Si nous ne récupérons pas nos papiers à 9h, nous avons encore une espoir pour 14h puis c’est fini. Nous envisageons donc toutes les solutions…
Vendredi matin ; 8h45… YOUPI, on a nos visas. Dominique saute au cou de M ( e ).
Nous téléphonons à… qui prévient… qui rassure…. qui …...............
9h30 : Pirogue pour traverser vers Albina.
10h : Trajet vers la capitale ; la route est toujours aussi défoncée. René est parfois obligé de presque s’arrêter pour franchir les trous. Ce sont surtout les nombreux camions qui transportent la bauxite vers l’usine internationale américaine qui défoncent la route.
L'économie du Suriname, est dominée par l'industrie minière qui représente plus d'un tiers du PIB et des revenus du gouvernement. C’est un secteur d'activité, sujet à une grande volatilité des prix. Les perspectives économiques dépendent de la capacité du gouvernement à contrôler l'inflation et le développement des projets dans les secteurs miniers comme la bauxite et l'or.
Les gigantesques mines de bauxite fournissent 80% des recettes d’exportation, mais non sans un impact majeur sur la forêt.
http://fr.wikipedia.org/wiki/Suriname

Très vite, le soleil revient et nous allons visiter le village voisin. Les antennes télé sont accrochées aux arbres... dont on a parfois supprimer le houppier pour plus de réception.
Nous allons à la rencontre des enfants qui nous réclament des photos...

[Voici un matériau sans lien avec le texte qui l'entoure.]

PR #8485, opened 2019-05-03
Fixed bug where fieldIdsAccessed order could be inconsistent with getFieldsAccessed

TheNeuralBit:
In several places we make assumptions that `fieldIdsAccessed` returned a Set with the same iteration order as `getFieldsAccessed`, but this is not the case. Most notably this resulted in an error in `CoGroupTest` when joining by multiple keys. This bug could cause the pipeline to return results with (country, user) rather than (user, country).

This PR makes `fieldIdsAccessed` collect field ids into a List instead to maintain the original order.

------------------------

--- | --- | --- | --- | ---

### DIFF
--- a/sdks/java/core/src/main/java/org/apache/beam/sdk/schemas/FieldAccessDescriptor.java
+++ b/sdks/java/core/src/main/java/org/apache/beam/sdk/schemas/FieldAccessDescriptor.java
@@ -23,6 +23,7 @@ import static org.apache.beam.vendor.guava.v20_0.com.google.common.base.Precondi
 import com.google.auto.value.AutoOneOf;
 import com.google.auto.value.AutoValue;
 import java.io.Serializable;
+import java.util.ArrayList;
 import java.util.Arrays;
 import java.util.Collection;
 import java.util.Collections;
@@ -130,7 +131,7 @@ public abstract class FieldAccessDescriptor implements Serializable {
   abstract static class Builder {
     abstract Builder setAllFields(boolean allFields);
 
-    abstract Builder setFieldsAccessed(Set<FieldDescriptor> fieldsAccessed);
+    abstract Builder setFieldsAccessed(List<FieldDescriptor> fieldsAccessed);
 
     abstract Builder setNestedFieldsAccessed(
         Map<FieldDescriptor, FieldAccessDescriptor> nestedFieldsAccessedById);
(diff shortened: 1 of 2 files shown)


TheNeuralBit:
Run Java PreCommit

TheNeuralBit:
R: @reuvenlax

sdks/java/core/src/main/java/org/apache/beam/sdk/schemas/FieldAccessDescriptor.java
```diff
@@ -316,11 +316,14 @@ public FieldAccessDescriptor withOrderByFieldInsertionOrder() {
...
+  /**
+   * Return the field ids accessed. Should not be called until after {@link #resolve} is called.
+   * Iteration order is consistent with {@link #getFieldsAccessed}.
+   */
+  public List<Integer> fieldIdsAccessed() {
     return getFieldsAccessed().stream()
         .map(FieldDescriptor::getFieldId)
-        .collect(Collectors.toSet());
+        .collect(Collectors.toList());
   }
```
reuvenlax: maybe instead we should make getFieldsAccessed return a List, instead of storing it as a set internally?

TheNeuralBit: Yeah that's probably a good idea. I can add that change here.

TheNeuralBit: How does this look?

sdks/java/core/src/main/java/org/apache/beam/sdk/schemas/FieldAccessDescriptor.java
```diff
@@ -379,6 +376,13 @@ public FieldAccessDescriptor resolve(Schema schema) {
       field = fillInMissingQualifiers(field, schema);
       fields.add(field);
     }
+
+    if (!getFieldInsertionOrder()) {
+      // Re-order fields based on field ID, rather than keeping them in insertion order
+      Function<FieldDescriptor, Integer> extract =
+          (Function<FieldDescriptor, Integer> & Serializable) FieldDescriptor::getFieldId;
+      Collections.sort(fields, Comparator.comparing(extract));
```
reuvenlax: Does it work to simply write Collections.sort(fields, Comparator.comparing(FieldDescriptor::getFieldId))?

We needed the verbose version before because it was captured inside the Set class, so had to be serializable. I suspect we can drop back to the simple version now.

TheNeuralBit: Good point, that does seem to work now :+1:

reuvenlax:
lgtm. Thanks for the fix!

La stabilité des cases est assurée... ou pas... par des parpaings fabriqués sur place.

Le site est très chouette mais les constructions du camp sont très désuètes.

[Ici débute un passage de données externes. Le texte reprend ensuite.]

PR #8494, opened 2019-05-04
[SQL] Simplify limit collect in BeamEnumerableConverter

amaliujia:
limit collect can be further simplified such that `toRowList` and `toEnumerable` can share the same code.  

------------------------

--- | --- | --- | --- | ---

### DIFF
--- a/sdks/java/extensions/sql/src/main/java/org/apache/beam/sdk/extensions/sql/impl/rel/BeamEnumerableConverter.java
+++ b/sdks/java/extensions/sql/src/main/java/org/apache/beam/sdk/extensions/sql/impl/rel/BeamEnumerableConverter.java
@@ -21,6 +21,7 @@ import static org.apache.beam.vendor.guava.v20_0.com.google.common.base.Precondi
 import static org.apache.calcite.avatica.util.DateTimeUtils.MILLIS_PER_DAY;
 
 import java.io.IOException;
+import java.util.ArrayList;
 import java.util.Iterator;
 import java.util.List;
 import java.util.Map;
@@ -141,19 +142,25 @@ public class BeamEnumerableConverter extends ConverterImpl implements Enumerable
   }
 
   static List<Row> toRowList(PipelineOptions options, BeamRelNode node) {
+    checkAndFailOnNonDirectRunner(options, "toRowList is only available in DirectRunner.");
+
     if (node instanceof BeamIOSinkRel) {
       throw new UnsupportedOperationException("Does not support BeamIOSinkRel in toRowList.");
     } else if (isLimitQuery(node)) {
-      throw new UnsupportedOperationException("Does not support queries with LIMIT in toRowList.");
+      return new ArrayList<>(limitCollectRows(options, node));
     }
-    return collectRows(options, node).stream().collect(Collectors.toList());
+
+    return new ArrayList<>(collectRows(options, node));
   }
 
   static Enumerable<Object> toEnumerable(PipelineOptions options, BeamRelNode node) {
+    checkAndFailOnNonDirectRunner(
+        options, "SELECT without INSERT is only supported in DirectRunner in SQL Shell.");
+
     if (node instanceof BeamIOSinkRel) {
       return count(options, node);
     } else if (isLimitQuery(node)) {
-      return limitCollect(options, node);
+      return Linq4j.asEnumerable(rowToAvaticaAndUnboxValues(limitCollectRows(options, node)));
     }
     return Linq4j.asEnumerable(rowToAvaticaAndUnboxValues((collectRows(options, node))));
   }
@@ -205,13 +212,6 @@ public class BeamEnumerableConverter extends ConverterImpl implements Enumerable
     long id = options.getOptionsId();
     Queue<Row> values = new ConcurrentLinkedQueue<>();
 
-    checkArgument(
-        options
-            .getRunner()
-            .getCanonicalName()
-            .equals("org.apache.beam.runners.direct.DirectRunner"),
-        "collectRowList is only available in direct runner.");
-
     Collector.globalValues.put(id, values);
 
     runCollector(options, node);
@@ -220,16 +220,18 @@ public class BeamEnumerableConverter extends ConverterImpl implements Enumerable
     return values;
   }
 
-  private static Enumerable<Object> limitCollect(PipelineOptions options, BeamRelNode node) {
-    long id = options.getOptionsId();
-    ConcurrentLinkedQueue<Row> values = new ConcurrentLinkedQueue<>();
-
+  private static void checkAndFailOnNonDirectRunner(PipelineOptions options, String errorMessage) {
     checkArgument(
         options
             .getRunner()
             .getCanonicalName()
             .equals("org.apache.beam.runners.direct.DirectRunner"),
-        "SELECT without INSERT is only supported in DirectRunner in SQL Shell.");
+        errorMessage);
+  }
+
+  private static Queue<Row> limitCollectRows(PipelineOptions options, BeamRelNode node) {
+    long id = options.getOptionsId();
+    ConcurrentLinkedQueue<Row> values = new ConcurrentLinkedQueue<>();
 
     int limitCount = getLimitCount(node);
 
@@ -242,7 +244,7 @@ public class BeamEnumerableConverter extends ConverterImpl implements Enumerable
       values.remove();
     }
 
-    return Linq4j.asEnumerable(rowToAvaticaAndUnboxValues(values));
+    return values;
   }
 
   private static class Collector extends DoFn<Row, Void> {
--- a/sdks/java/extensions/sql/src/test/java/org/apache/beam/sdk/extensions/sql/impl/rel/BeamEnumerableConverterTest.java
+++ b/sdks/java/extensions/sql/src/test/java/org/apache/beam/sdk/extensions/sql/impl/rel/BeamEnumerableConverterTest.java
@@ -44,8 +44,10 @@ import org.apache.calcite.jdbc.JavaTypeFactoryImpl;
 import org.apache.calcite.linq4j.Enumerable;
 import org.apache.calcite.linq4j.Enumerator;
 import org.apache.calcite.plan.RelOptCluster;
+import org.apache.calcite.plan.RelTraitSet;
 import org.apache.calcite.plan.volcano.VolcanoPlanner;
 import org.apache.calcite.prepare.RelOptTableImpl;
+import org.apache.calcite.rel.RelCollations;
 import org.apache.calcite.rel.type.RelDataType;
 import org.apache.calcite.rel.type.RelDataTypeSystem;
 import org.apache.calcite.rex.RexBuilder;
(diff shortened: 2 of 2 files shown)


amaliujia:
@akedin @apilloud

sdks/java/extensions/sql/src/main/java/org/apache/beam/sdk/extensions/sql/impl/rel/BeamEnumerableConverter.java
```diff
@@ -141,19 +141,25 @@ public static PipelineOptions createPipelineOptions(Map<String, String> map) {
...
 
   static Enumerable<Object> toEnumerable(PipelineOptions options, BeamRelNode node) {
+    checkAndFailOnNonDirectRunner(
+        options, "SELECT without INSERT is only supported in DirectRunner in SQL Shell.");
+
     if (node instanceof BeamIOSinkRel) {
       return count(options, node);
     } else if (isLimitQuery(node)) {
-      return limitCollect(options, node);
+      return Linq4j.asEnumerable(rowToAvaticaAndUnboxValues(limitCollectRows(options, node)));
```
akedin: Looking at this I think it is possible to refactor this even further. `toRowList()` and `toEnumerable()` are essentially the same thing now with minor differences. Would it be possible to do the following?

* add support for count to `toRowList()` as mentioned in another comment;
* don't call `limitCollectRows()` here, but call `toRowList()` instead;
* this would probably make this method a one-line call to `Linq4j.asEnumerable(rowToAvaticaAndUnboxValues..`

sdks/java/extensions/sql/src/main/java/org/apache/beam/sdk/extensions/sql/impl/rel/BeamEnumerableConverter.java
```diff
@@ -141,19 +141,25 @@ public static PipelineOptions createPipelineOptions(Map<String, String> map) {
   }
 
   static List<Row> toRowList(PipelineOptions options, BeamRelNode node) {
+    checkAndFailOnNonDirectRunner(options, "toRowList is only available in DirectRunner.");
+
     if (node instanceof BeamIOSinkRel) {
       throw new UnsupportedOperationException("Does not support BeamIOSinkRel in toRowList.");
```
akedin: Can we support count here? I.e. if we make `count()` return a singleton `Collection<Row>` with a single field and element?

sdks/java/extensions/sql/src/main/java/org/apache/beam/sdk/extensions/sql/impl/rel/BeamEnumerableConverter.java
```diff
@@ -220,16 +219,18 @@ private static void runCollector(PipelineOptions options, BeamRelNode node) {
...
     checkArgument(
         options
             .getRunner()
             .getCanonicalName()
             .equals("org.apache.beam.runners.direct.DirectRunner"),
-        "SELECT without INSERT is only supported in DirectRunner in SQL Shell.");
+        errorMessage);
+  }
+
+  private static Queue<Row> limitCollectRows(PipelineOptions options, BeamRelNode node) {
```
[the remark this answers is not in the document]
amaliujia: I think the queue is to guarantee order of rows for cases where ORDER BY is used?

sdks/java/extensions/sql/src/main/java/org/apache/beam/sdk/extensions/sql/impl/rel/BeamEnumerableConverter.java
amaliujia: There is no direct usage on it: people when want access the count can call `toEnumerable`. 

`toRowList` is used for cases when plain Row is required. 

Count, instead, is an int without associated schema.

sdks/java/extensions/sql/src/main/java/org/apache/beam/sdk/extensions/sql/impl/rel/BeamEnumerableConverter.java
```diff
@@ -141,19 +141,25 @@ public static PipelineOptions createPipelineOptions(Map<String, String> map) {
   }
 
   static List<Row> toRowList(PipelineOptions options, BeamRelNode node) {
+    checkAndFailOnNonDirectRunner(options, "toRowList is only available in DirectRunner.");
+
     if (node instanceof BeamIOSinkRel) {
       throw new UnsupportedOperationException("Does not support BeamIOSinkRel in toRowList.");
     } else if (isLimitQuery(node)) {
-      throw new UnsupportedOperationException("Does not support queries with LIMIT in toRowList.");
+      return limitCollectRows(options, node).stream().collect(Collectors.toList());
```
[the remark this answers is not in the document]
amaliujia: updated.

sdks/java/extensions/sql/src/main/java/org/apache/beam/sdk/extensions/sql/impl/rel/BeamEnumerableConverter.java
amaliujia: limit collect relies on `limitRun`, which requires cancel pipeline based on collected value size. That's the reason limit collect and collect are in different code path.

akedin: I am not sure I understand. I am not proposing to re-use the code between `limitCollect` and `collect` parts. What I mean is:

Change `toRowList()` to something like:

```
static List<Row> toRowList(PipelineOptions options, BeamRelNode node) {
    Collection<Row> rows;
    if (node instanceof BeamIOSinkRel) {
     rows = count();
    } else if (isLimitQuery(node)) {
      rows = limitCollectRows(options, node);
    } else {
      rows = collectRows(options, node);
    }
    return new ArrayList<>(rows);
  }
```

Then  `toEnumerable` may become something like this:

```
static Enumerable<Object> toEnumerable(PipelineOptions options, BeamRelNode node) {
    Collection<Row> rows = toRowList(options, node);
    return Linq4j.asEnumerable(rowToAvaticaAndUnboxValues(rows));
}
```

I may be missing something though.

sdks/java/extensions/sql/src/main/java/org/apache/beam/sdk/extensions/sql/impl/rel/BeamEnumerableConverter.java
akedin: I am thinking this would allow to reduce the code duplication, see my other comment.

Vive le calme de la campagne !
8h30, samedi matin : Départ vers Brownsberg.
8h40 : Belle piste jusqu'au village de Brownsberg. Puis la fin est très mauvaise, nous arrivons à l’accueil de la réserve à 9h30.
La réserve, à 514 m d’altitude surplombe l’immense lac de BROKOPONDO. La vue est superbe.

Les lodges et autres bâtiments ne sont malheureusement pas bien entretenus et ne donnent pas envie d’y séjourner.



Nous passons toutefois une très bonne journée et je garderai un merveilleux souvenir de notre sieste « hamac » avec vue sur la réserve de BROCOPONDO. … et bien sûr, de notre rencontre avec les singes.

Fin du Week end. On repart pour une semaine de boulot.